(Dataset entries)
# # #

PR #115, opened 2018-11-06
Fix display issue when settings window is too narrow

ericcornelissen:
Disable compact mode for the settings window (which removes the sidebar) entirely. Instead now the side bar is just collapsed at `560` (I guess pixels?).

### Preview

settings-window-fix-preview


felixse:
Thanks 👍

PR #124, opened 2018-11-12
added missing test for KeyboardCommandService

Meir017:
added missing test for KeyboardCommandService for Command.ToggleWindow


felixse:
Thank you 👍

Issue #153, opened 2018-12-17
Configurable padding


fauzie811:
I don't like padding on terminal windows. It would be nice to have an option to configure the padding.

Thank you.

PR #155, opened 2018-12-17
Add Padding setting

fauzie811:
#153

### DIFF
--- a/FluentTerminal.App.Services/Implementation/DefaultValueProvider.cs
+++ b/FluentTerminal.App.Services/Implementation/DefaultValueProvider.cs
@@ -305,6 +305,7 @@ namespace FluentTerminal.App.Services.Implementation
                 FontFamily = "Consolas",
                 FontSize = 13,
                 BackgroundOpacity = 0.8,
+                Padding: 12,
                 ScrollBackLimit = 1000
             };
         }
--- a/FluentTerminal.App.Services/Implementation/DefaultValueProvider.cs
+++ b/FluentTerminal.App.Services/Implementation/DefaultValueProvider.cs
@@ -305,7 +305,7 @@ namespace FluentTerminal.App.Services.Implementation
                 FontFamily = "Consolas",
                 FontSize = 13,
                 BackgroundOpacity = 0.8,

# # #

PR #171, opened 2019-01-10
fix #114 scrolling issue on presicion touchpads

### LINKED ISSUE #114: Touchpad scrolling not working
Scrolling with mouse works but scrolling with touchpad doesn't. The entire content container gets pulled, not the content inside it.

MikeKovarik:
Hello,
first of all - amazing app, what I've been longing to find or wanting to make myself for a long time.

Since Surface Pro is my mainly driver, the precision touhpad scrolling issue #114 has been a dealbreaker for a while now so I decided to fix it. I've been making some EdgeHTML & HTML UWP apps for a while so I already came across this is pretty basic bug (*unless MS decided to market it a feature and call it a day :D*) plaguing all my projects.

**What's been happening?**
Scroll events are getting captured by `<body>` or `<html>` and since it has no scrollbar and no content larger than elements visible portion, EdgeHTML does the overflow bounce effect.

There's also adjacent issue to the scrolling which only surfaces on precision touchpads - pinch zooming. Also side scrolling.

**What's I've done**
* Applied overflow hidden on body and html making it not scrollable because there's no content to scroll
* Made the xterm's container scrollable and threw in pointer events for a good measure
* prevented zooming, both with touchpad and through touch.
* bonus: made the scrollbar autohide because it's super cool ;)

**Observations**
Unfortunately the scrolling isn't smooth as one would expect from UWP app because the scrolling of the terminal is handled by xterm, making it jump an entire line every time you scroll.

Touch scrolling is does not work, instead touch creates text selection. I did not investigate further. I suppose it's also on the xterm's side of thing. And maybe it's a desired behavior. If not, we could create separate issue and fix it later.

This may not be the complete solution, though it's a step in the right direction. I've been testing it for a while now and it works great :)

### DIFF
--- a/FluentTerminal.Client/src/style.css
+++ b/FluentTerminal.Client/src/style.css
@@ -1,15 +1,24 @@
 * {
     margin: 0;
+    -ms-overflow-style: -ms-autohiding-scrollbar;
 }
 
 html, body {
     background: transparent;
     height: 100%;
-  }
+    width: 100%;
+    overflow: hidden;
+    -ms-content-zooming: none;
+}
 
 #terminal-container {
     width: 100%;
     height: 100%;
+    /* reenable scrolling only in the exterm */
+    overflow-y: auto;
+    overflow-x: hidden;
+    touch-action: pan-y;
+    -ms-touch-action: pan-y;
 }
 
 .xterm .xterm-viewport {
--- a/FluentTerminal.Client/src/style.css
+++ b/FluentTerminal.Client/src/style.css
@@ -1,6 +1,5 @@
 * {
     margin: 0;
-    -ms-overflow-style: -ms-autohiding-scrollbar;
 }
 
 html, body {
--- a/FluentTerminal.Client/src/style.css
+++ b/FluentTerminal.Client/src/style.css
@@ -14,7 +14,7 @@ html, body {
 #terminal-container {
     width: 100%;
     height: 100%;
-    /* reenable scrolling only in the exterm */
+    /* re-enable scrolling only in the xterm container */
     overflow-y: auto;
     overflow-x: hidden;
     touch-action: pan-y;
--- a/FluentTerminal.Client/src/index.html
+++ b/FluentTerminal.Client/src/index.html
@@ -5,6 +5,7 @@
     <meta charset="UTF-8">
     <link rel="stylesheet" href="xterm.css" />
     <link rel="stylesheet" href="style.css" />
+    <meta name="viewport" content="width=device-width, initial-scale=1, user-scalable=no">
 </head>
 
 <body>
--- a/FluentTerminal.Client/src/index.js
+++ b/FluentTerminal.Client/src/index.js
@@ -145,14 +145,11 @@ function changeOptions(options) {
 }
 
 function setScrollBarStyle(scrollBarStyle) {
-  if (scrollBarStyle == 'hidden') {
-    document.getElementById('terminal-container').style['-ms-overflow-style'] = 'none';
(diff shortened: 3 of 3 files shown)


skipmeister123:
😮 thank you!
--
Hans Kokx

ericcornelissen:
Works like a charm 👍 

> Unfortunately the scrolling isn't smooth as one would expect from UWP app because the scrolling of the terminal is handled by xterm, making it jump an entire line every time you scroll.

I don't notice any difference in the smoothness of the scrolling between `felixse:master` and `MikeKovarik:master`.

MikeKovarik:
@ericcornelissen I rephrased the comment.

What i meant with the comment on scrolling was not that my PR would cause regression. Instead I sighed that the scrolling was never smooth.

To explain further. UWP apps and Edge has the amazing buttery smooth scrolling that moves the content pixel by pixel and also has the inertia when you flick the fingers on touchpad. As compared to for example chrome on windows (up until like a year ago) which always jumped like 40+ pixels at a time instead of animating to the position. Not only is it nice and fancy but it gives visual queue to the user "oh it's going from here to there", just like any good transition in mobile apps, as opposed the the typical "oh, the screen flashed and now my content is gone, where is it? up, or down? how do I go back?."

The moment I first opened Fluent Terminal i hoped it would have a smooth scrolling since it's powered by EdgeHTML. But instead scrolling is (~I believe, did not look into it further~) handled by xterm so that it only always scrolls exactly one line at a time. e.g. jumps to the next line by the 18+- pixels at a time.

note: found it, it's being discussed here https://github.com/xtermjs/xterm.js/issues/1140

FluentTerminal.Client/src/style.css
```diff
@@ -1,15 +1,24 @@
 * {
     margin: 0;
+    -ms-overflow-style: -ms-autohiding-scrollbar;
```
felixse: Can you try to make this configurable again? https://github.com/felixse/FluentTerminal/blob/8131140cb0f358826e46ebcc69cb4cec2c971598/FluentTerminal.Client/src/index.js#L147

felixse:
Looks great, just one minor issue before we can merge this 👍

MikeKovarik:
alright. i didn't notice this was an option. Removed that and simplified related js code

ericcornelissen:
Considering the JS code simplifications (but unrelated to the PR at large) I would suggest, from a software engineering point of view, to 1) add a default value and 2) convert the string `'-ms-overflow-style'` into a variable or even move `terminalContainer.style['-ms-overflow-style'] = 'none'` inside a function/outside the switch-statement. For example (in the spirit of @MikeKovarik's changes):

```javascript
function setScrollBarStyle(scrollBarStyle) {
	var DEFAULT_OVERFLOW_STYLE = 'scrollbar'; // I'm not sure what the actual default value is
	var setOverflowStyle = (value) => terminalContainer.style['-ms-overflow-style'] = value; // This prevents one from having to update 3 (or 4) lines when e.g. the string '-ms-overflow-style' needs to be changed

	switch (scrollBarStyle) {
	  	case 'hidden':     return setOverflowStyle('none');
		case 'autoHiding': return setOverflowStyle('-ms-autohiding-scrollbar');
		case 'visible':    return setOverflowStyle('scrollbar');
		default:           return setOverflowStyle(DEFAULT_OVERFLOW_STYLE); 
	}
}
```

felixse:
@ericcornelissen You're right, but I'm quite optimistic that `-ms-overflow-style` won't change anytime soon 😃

# # #

◆ Description of the task:
Starting at the line above that contains "PR #115, opened 2018-11-06", repeat each line exactly up to and including the line that contains "Disable compact mode", and stop there.

◆ Result:
PR #115, opened 2018-11-06
Fix display issue when settings window is too narrow

ericcornelissen:
Disable compact mode for the settings window (which removes the sidebar) entirely. Instead now the side bar is just collapsed at `560` (I guess pixels?).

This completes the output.